_Exercise prompt_. Please reproduce the entries that follow without a single difference.

_Supplied data_.
PR #157, opened 2025-05-23
Batch dependabot PRs into single PR + bump python kubernetes dependency

MaciejKaras:
# Summary

Based on [GitHub Dependabot documentation](https://docs.github.com/en/code-security/dependabot/working-with-dependabot/dependabot-options-reference#groups--) we can define groups under each `package-ecosystem`. This allows to bundle multiple version updated to single PR. This will reduce the noise generated by dependabot.

Additionally bumped python `kubernetes` version to match what we use in `Go` and that is `v1.30.x`. Same as for kube client dependencies in Go added ignore rule for python `kubernetes` dependency so we have to manually update it.

## Proof of Work

There is no way to check `dependabot.yml` configuration other than simple validation [check](https://github.com/mongodb/mongodb-kubernetes/pull/157/checks?check_run_id=42781220754).

## Checklist

  * **q**: Clarifying question.


m1kola (approved):
I'm ok to try this, but want to share some previous experience.

Last time I tried grouping dependencies in a similar way it resulted in more manual work. When dependabot bumps multiple dependencies at the same time and one of them breaks something it is harder to troubleshoot which one caused the issue. I essentially end up doing bumps one-by-one manually.

It did however work very well with grouping k8s dependencies [like this](https://github.com/operator-framework/operator-controller/blob/71108b2e10c8fb60c0242a2d1e0f48a96f6689ae/.github/dependabot.yml#L15-L19), but it is not very relevant to us since we do not manage these with dependabot.

MaciejKaras:
@m1kola thanks Mikalai for sharing your experience. I agree that it can make fixing PRs harder, let's check if that will be an issue in our codebase. It is fairly easy to revert.

requirements.txt
```diff
@@ -8,7 +8,7 @@ MarkupSafe==2.0.1
 semver==2.13.0
 chardet==3.0.4
 jsonpatch==1.33
-kubernetes==17.17.0
+kubernetes==30.1.0
```
lsierant, line 11: It's awesome you've bumped this one. I also noticed it but with some e2e failures due to api changes I abandoned it  to have it as part of other work.

lsierant (approved):
LGTM!

PR #184, opened 2025-06-06
Split mongodb_types into smaller files

Julien-Ben:
# Summary

With the `mongodb_types.go` having over 1700 lines of code, I propose we split it into smaller files.
I identified 3 "groups": security, agent config and backup.

## Proof of Work

No functional changes, e2e must pass.


Julien-Ben:
Won't do, outdated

_Answer space_.
PR #157, opened 2025-05-23
Batch dependabot PRs into single PR + bump python kubernetes dependency

MaciejKaras:
# Summary

Based on [GitHub Dependabot documentation](https://docs.github.com/en/code-security/dependabot/working-with-dependabot/dependabot-options-reference#groups--) we can define groups under each `package-ecosystem`. This allows to bundle multiple version updated to single PR. This will reduce the noise generated by dependabot.

Additionally bumped python `kubernetes` version to match what we use in `Go` and that is `v1.30.x`. Same as for kube client dependencies in Go added ignore rule for python `kubernetes` dependency so we have to manually update it.

## Proof of Work

There is no way to check `dependabot.yml` configuration other than simple validation [check](https://github.com/mongodb/mongodb-kubernetes/pull/157/checks?check_run_id=42781220754).

## Checklist

  * **q**: Clarifying question.


m1kola (approved):
I'm ok to try this, but want to share some previous experience.

Last time I tried grouping dependencies in a similar way it resulted in more manual work. When dependabot bumps multiple dependencies at the same time and one of them breaks something it is harder to troubleshoot which one caused the issue. I essentially end up doing bumps one-by-one manually.

It did however work very well with grouping k8s dependencies [like this](https://github.com/operator-framework/operator-controller/blob/71108b2e10c8fb60c0242a2d1e0f48a96f6689ae/.github/dependabot.yml#L15-L19), but it is not very relevant to us since we do not manage these with dependabot.

MaciejKaras:
@m1kola thanks Mikalai for sharing your experience. I agree that it can make fixing PRs harder, let's check if that will be an issue in our codebase. It is fairly easy to revert.

requirements.txt
```diff
@@ -8,7 +8,7 @@ MarkupSafe==2.0.1
 semver==2.13.0
 chardet==3.0.4
 jsonpatch==1.33
-kubernetes==17.17.0
+kubernetes==30.1.0
```
lsierant, line 11: It's awesome you've bumped this one. I also noticed it but with some e2e failures due to api changes I abandoned it  to have it as part of other work.

lsierant (approved):
LGTM!

PR #184, opened 2025-06-06
Split mongodb_types into smaller files

Julien-Ben:
# Summary

With the `mongodb_types.go` having over 1700 lines of code, I propose we split it into smaller files.
I identified 3 "groups": security, agent config and backup.

## Proof of Work

No functional changes, e2e must pass.


Julien-Ben:
Won't do, outdated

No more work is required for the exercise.